**Task objective**
Could you filter the data below down to the lines that hold the word "files"?

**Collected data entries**
<<<<

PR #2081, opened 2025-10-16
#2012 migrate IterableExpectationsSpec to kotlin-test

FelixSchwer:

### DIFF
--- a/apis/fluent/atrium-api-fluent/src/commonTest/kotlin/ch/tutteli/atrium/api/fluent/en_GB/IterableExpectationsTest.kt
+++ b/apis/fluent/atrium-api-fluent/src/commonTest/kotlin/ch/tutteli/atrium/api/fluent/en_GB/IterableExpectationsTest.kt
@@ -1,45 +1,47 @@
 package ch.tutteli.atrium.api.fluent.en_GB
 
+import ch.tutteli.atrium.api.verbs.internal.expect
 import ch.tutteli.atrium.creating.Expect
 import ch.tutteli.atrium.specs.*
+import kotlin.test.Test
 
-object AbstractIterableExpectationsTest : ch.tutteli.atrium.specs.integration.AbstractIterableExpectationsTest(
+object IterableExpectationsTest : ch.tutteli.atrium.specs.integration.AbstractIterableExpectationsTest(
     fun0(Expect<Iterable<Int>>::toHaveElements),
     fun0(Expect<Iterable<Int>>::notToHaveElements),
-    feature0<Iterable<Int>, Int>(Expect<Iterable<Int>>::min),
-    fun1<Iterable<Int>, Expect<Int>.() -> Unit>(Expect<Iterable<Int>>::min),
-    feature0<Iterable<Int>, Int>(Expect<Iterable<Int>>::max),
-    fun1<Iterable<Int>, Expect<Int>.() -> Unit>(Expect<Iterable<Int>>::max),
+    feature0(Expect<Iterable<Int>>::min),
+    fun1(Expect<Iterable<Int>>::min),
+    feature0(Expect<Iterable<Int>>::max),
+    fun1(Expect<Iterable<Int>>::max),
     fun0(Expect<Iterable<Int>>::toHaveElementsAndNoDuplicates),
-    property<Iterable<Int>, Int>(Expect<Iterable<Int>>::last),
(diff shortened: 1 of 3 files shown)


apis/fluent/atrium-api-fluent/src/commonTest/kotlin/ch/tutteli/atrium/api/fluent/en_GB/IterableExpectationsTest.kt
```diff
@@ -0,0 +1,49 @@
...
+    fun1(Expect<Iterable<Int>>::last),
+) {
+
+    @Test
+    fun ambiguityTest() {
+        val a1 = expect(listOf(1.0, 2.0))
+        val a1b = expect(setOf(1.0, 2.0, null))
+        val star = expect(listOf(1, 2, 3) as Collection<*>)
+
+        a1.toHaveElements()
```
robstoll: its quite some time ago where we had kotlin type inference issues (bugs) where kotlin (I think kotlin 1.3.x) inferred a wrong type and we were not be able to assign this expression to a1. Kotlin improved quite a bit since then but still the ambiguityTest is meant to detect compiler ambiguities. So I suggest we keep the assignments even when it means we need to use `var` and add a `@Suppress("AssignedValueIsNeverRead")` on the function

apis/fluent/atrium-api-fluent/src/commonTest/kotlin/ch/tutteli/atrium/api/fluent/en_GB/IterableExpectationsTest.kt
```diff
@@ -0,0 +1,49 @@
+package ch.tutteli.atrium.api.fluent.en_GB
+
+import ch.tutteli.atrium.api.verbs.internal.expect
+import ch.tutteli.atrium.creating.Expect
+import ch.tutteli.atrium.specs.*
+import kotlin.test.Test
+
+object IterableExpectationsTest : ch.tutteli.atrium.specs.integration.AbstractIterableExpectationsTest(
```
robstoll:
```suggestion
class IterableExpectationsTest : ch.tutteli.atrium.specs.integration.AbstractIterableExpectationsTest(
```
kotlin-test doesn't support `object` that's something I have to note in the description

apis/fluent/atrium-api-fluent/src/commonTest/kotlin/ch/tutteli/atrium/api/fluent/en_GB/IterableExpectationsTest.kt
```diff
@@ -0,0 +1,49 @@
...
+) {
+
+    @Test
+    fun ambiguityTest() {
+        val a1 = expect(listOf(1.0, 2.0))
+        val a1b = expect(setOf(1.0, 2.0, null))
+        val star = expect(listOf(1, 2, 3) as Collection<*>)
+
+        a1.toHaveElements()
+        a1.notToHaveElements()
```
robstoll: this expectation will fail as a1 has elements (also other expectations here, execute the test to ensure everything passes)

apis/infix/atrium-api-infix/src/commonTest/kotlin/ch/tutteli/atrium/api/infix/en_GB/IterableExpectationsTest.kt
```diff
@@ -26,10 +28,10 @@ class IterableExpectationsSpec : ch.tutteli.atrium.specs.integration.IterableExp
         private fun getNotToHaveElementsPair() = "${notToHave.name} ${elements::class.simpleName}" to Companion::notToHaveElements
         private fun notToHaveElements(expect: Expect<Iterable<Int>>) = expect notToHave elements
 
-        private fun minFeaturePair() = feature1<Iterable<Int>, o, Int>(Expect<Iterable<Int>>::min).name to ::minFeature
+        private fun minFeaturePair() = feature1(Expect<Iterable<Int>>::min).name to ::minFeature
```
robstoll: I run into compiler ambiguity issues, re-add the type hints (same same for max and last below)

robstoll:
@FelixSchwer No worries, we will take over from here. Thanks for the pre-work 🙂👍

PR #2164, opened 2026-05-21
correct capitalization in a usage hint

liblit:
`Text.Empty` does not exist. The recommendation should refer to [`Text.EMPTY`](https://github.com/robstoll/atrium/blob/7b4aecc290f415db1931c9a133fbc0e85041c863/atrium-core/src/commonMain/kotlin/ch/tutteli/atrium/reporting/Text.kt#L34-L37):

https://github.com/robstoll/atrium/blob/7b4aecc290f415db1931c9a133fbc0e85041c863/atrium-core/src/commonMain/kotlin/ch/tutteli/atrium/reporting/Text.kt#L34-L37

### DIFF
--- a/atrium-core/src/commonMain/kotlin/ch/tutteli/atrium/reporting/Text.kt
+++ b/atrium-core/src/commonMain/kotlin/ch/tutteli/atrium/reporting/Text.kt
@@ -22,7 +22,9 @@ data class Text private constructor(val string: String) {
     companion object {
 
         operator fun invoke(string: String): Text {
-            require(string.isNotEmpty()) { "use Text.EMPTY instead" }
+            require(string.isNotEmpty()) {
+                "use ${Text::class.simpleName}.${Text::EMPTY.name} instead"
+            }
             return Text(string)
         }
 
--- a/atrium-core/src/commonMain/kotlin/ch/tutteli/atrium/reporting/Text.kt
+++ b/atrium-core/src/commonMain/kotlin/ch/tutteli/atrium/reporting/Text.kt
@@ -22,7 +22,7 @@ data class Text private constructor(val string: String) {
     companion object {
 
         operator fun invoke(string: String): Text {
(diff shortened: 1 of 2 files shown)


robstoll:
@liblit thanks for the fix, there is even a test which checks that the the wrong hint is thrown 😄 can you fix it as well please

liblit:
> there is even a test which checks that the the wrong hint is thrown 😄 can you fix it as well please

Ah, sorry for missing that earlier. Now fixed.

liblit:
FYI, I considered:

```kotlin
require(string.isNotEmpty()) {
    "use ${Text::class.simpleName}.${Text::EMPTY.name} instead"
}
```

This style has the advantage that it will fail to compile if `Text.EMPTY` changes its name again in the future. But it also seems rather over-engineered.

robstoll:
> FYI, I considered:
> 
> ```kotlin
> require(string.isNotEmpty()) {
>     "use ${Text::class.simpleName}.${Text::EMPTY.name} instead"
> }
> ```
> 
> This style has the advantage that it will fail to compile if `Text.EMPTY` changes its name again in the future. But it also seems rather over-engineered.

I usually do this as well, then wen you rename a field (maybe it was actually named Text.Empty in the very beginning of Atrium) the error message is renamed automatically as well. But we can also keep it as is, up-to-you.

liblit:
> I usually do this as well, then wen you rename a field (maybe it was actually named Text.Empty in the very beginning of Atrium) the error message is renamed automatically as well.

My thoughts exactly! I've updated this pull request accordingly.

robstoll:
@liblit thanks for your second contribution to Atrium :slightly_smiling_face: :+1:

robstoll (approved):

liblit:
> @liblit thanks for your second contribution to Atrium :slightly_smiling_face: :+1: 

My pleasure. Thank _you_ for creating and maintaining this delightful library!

>>>>

**Completed exercise**
(diff shortened: 1 of 3 files shown)
(diff shortened: 1 of 2 files shown)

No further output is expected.